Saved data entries
[Start of Attachment]

PR #2551, opened 2024-07-09
feat(manage): migrate Most Reported Games to filament

wescopeland:
This PR migrates the Most Reported Games page to the management app. This does imply the page is now auth-gated, however it's arguable this page probably shouldn't be public-facing.

New columns include:
* Player Count
* Tickets Opened Since
* Ticketed Achievements

If a game has >=10 open tickets, the ticket count changes to the "danger" color.

**Before**
Screenshot 2024-07-08 at 8 01 17 PM

**After**
Screenshot 2024-07-08 at 8 00 59 PM


Jamiras:
> This does imply the page is now auth-gated, however it's arguable this page probably shouldn't be public-facing.

I agree with this. Users can still see how many tickets a single game has and determine whether or not they want to engage based on that. There's no reason for anyone not looking to repair a set to be looking for games with a lot of tickets. Also note that you can still sort the games lists for individual consoles by number of tickets.

Jamiras (approved):

PR #2552, opened 2024-07-10
feat(api): Add endpoint for GetComments

ioslife:
To address: https://github.com/RetroAchievements/RAWeb/discussions/2081#discussioncomment-9875779

```/*
*  API_GetComments - returns the comments associated to a game or achievement
*    i : game or achievement id
*    u : username
*    t : 1 = game, 2 = achievement, 3 = user
*
*  int         Count                       number of comment records returned in the response
*  int         Total                       number of comment records the game/achievement/user actually has overall
*  array       Results
*   object      [value]
*    int         User                      username of the commenter
*    string      Submitted                 date time the comment was submitted
*    string      CommentText               text of the comment
*/
```


public/API/API_GetComments.php
```diff
@@ -0,0 +1,76 @@
...
+/*
+*  API_GetComments - returns the comments associated to a game or achievement
+*    i : game or achievement id
+*    u : username
+*    t : 1 = game, 2 = achievement, 3 = user
+*    o : offset - number of entries to skip (default: 0)
+*    c : count - number of entries to return (default: 100, max: 500)
+*
+*  int         Count                       number of comment records returned in the response
+*  int         Total                       number of comment records the game/achievment/user actually has overall
```
ioslife, line 16:
```suggestion
*  int         Total                       number of comment records the game/achievement/user actually has overall
```

fix typo

ioslife:
I broke my tests before the last push. Fixing now.

wescopeland (changes requested):
This endpoint surfaces multiple security issues.

Comments for banned users are still returned even though they're invisible in the UI. Comments for users are still returned if they have their wall disabled.

ioslife:
I've converted this to a draft for now. After talking with Wes, there is a bigger effort going on to deprecate Permissions and start using Policies. 

```
resources/views/components/comment/item.blade.php first needs to be refactored to use policies.
This is nontrivial because there are multiple types of commentables and different policies mapping to each.
```
- comments from Wes

I will keep looking at this, but it's getting to a point that is out of my wheel house. I'd love for someone to work with me to make sure we get this done properly.

database/factories/CommentFactory.php
```diff
@@ -0,0 +1,32 @@
...
+            'Payload' => $this->faker->paragraph,
+            'Submitted' => $this->faker->dateTimeBetween('-1 year', 'now'),
+            'Edited' => $this->faker->dateTimeBetween('now', '+1 year'),
+            'user_id' => 1,
+            'commentable_id' => $this->faker->numberBetween(1, 100),
+            'commentable_type' => $this->faker->randomElement([
+                'App\Models\Article',
+                'App\Models\Post',
+                'App\Models\Product',
+            ]),
```
wescopeland, line 29: Review pending, but I need this factory for something else so leaving a comment here 😅

Let's omit these two from the factory for now as they're currently unused in production.

app/Models/Comment.php
wescopeland, line 1: For convention's sake, we typically add `protected static function newFactory()...` to our models when setting up factories for them.

database/factories/CommentFactory.php
ioslife: This was generated with `php artisan make:factory CommentFactory` iirc. I'll remove the commentables and add the Articles.

wescopeland:
Not entirely sure what I'm doing wrong:

```
http://localhost:64000/API/API_GetComments.php?z=...&y=...&i=1&t=1
```

```
{
	"message": "App\\Models\\User::getUsernameAttribute(): Return value must be of type string, null returned",
	"exception": "TypeError",
	"file": "/var/www/html/app/Models/User.php",
	"line": 412,
	"trace": [
		{
			"file": "/var/www/html/vendor/laravel/framework/src/Illuminate/Database/Eloquent/Concerns/HasAttributes.php",
			"line": 658,
			"function": "getUsernameAttribute",
			"class": "App\\Models\\User",
			"type": "->"
		},
... a bunch of stuff
```

app/Policies/CommentPolicy.php
```diff
@@ -26,7 +26,7 @@ public function manage(User $user): bool
 
     public function view(?User $user, Comment $comment): bool
     {
-        return true;
+        return $user->isNotBanned();
```
wescopeland, line 29: In this case, is `$user` the currently logged in user, or is it the author of the comment?

I believe it's the currently logged in user. In which case, if it's a moderator or administrator, I'd expect them to be able to view any comment, even if the user is banned.

database/factories/CommentFactory.php
```diff
@@ -0,0 +1,31 @@
...
+    protected $model = Comment::class;
+
+    public function definition(): array
+    {
+        $user = User::inRandomOrder()->first();
+
+        return [
+            'Payload' => $this->faker->paragraph,
+            'Submitted' => $this->faker->dateTimeBetween('-1 year', 'now'),
+            'Edited' => $this->faker->dateTimeBetween('now', '+1 year'),
```
wescopeland, line 25: Can we give this random odds of being set? I did 1/12 odds in another branch:

https://github.com/RetroAchievements/RAWeb/blob/master/database/factories/CommentFactory.php#L20

public/API/API_GetComments.php
```diff
@@ -0,0 +1,85 @@
...
+if ($username) {
+    $user = User::firstWhere('User', $username);
+    if (!$user || !$user->UserWallActive) {
+        return response()->json(['Count' => 0, 'Total' => 0, 'Results' => []]);
+    }
+}
+
+$articleId = $user ? $user->ID : $gameOrAchievementId;
+
+$comments = Comment::withTrashed()
```
wescopeland, line 53: If a comment has been soft deleted, does this mean the endpoint exposes the soft deleted comment to the consumer?

app/Policies/CommentPolicy.php
ioslife: In this situation, `$user` is the author of the comment

```
$results = $comments->filter(function ($nextComment) use ($policy) {
    return $policy->view($nextComment->user, $nextComment);
})->map(function ($nextComment) {
    return [
        'User' => $nextComment->user->username,
        'Submitted' => $nextComment->Submitted,
        'CommentText' => $nextComment->Payload,
    ];
});
```

public/API/API_GetComments.php
ioslife: Sure does. I have updated the queries with `whereNull('deleted_at)`

public/API/API_GetComments.php
```diff
@@ -0,0 +1,87 @@
...
+use App\Models\User;
+use App\Policies\CommentPolicy;
+use App\Support\Rules\CtypeAlnum;
+use Illuminate\Support\Facades\Validator;
+
+/*
+*  API_GetComments - returns the comments associated to a game or achievement
+*    i : game or achievement id
+*    u : username
+*    t : 1 = game, 2 = achievement, 3 = user
```
wescopeland, line 14: Doing a final review now. This took a minute to put my thoughts together on - apologies for it coming so late in the review. I promise this is the last thing.

The final piece that's nagging at me is potential for improvement w/ the DX of these query params.

I've been thinking through how I'm going to implement this endpoint in the JS client lib, and the ergonomics of the `t` query param keeps leaping off the page at me.

I'm considering the shape of one of these calls:
```
GET /API/API_GetComments.php?u=iOSLife&t=3
```
This seems quite duplicative to me. Because `iOSLife` is a string and it can only be provided via `u`, I can't help but feel the endpoint should not need to be reminded of this by means of `t=3`.

Logically, an improvement would be to make `t` optional when `u` is given. However, this also begs the question of whether `u` and `i` can thus be coalesced into a single query parameter. I think the best possible DX looks something like:

```bash
GET /API/API_GetComments.php?i=iOSLife # i! this just works
GET /API/API_GetComments.php?i=iOSLife&t=3 # this also works
GET /API/API_GetComments.php?i=15502&t=1 # this works too
# no more u param. consumers can just work with i and t.
```

Even though it's not an ID, we absorb the username into `i`. `t` can still be provided (it's safe to assume some consumers will have libraries that do this eagerly), but is optional & implied if `i` is a string. `t` is only required if an integer is given for `i`, as when this occurs, the endpoint cannot reasonably determine what resource the user is trying to fetch.

app/Policies/CommentPolicy.php
wescopeland: I think I've confused myself with this and may need help understanding the implementation details.

Is this checking if the comment author can see their own comment?

public/API/API_GetComments.php
ioslife: I like this a lot and will work on the change. Thanks for working it out and as always, never a rush on the reviews.

app/Policies/CommentPolicy.php
ioslife: Hah, yep. It seems I have also confused myself with this! It should be `return $policy->view(Auth::user(), $nextComment);`

public/API/API_GetComments.php
ioslife: Just pushed up changes to address this. Let me know your thoughts.

I also caught that banned users could call this endpoint and get _some_ results back, so I added a check to ensure the calling user is not banned. I'm not sure if we invalidate API keys once a user is banned, if we do I'll revert that.

public/API/API_GetComments.php
```diff
@@ -0,0 +1,115 @@
...
+    $username = $query['i'];
+    $commentType = 3;
+}
+
+$user = null;
+
+if ($username) {
+    $user = User::firstWhere('User', $username);
+
+    if (!$user || !$user->UserWallActive || $user->banned_at) {
```
wescopeland, line 69: This seems like logic that would be best to ultimately be reusable. Perhaps this should be driven by `UserCommentPolicy::viewAny()`.

wescopeland (commented):
This is looking a lot better. I've spent some time trying to break things and I'm not able to. I have only one (minor) suggested refactor from this final review and then I think we'll be in good shape.

public/API/API_GetComments.php
ioslife: Added `!$user->UserWallActive || $user->banned_at` to `UserCommentPolicy::viewAny()`. Let me know if the way I did it is what you were thinking.

wescopeland: Looks good - I'll do a final manual test after work today and assuming it passes will hit approve. Feel free to go ahead and make any preparations/updates in https://github.com/RetroAchievements/api-docs/pull/59 for the new request shape we landed on. Thanks for working through all my feedback.

wescopeland (approved):

PR #2556, opened 2024-07-11
chore(connect): allow Dolphin leaderboard submissions in non-prod environments

wescopeland:


wescopeland:
This is purely for internal Dolphin testing. I plan on reverting this commit after they're done poking around in stage.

[End of Attachment]

**WHAT NEEDS TO BE DONE:**
Please return every line in the data that includes the string "improvement".

**THE ANSWER:**
The final piece that's nagging at me is potential for improvement w/ the DX of these query params.
Logically, an improvement would be to make `t` optional when `u` is given. However, this also begs the question of whether `u` and `i` can thus be coalesced into a single query parameter. I think the best possible DX looks something like:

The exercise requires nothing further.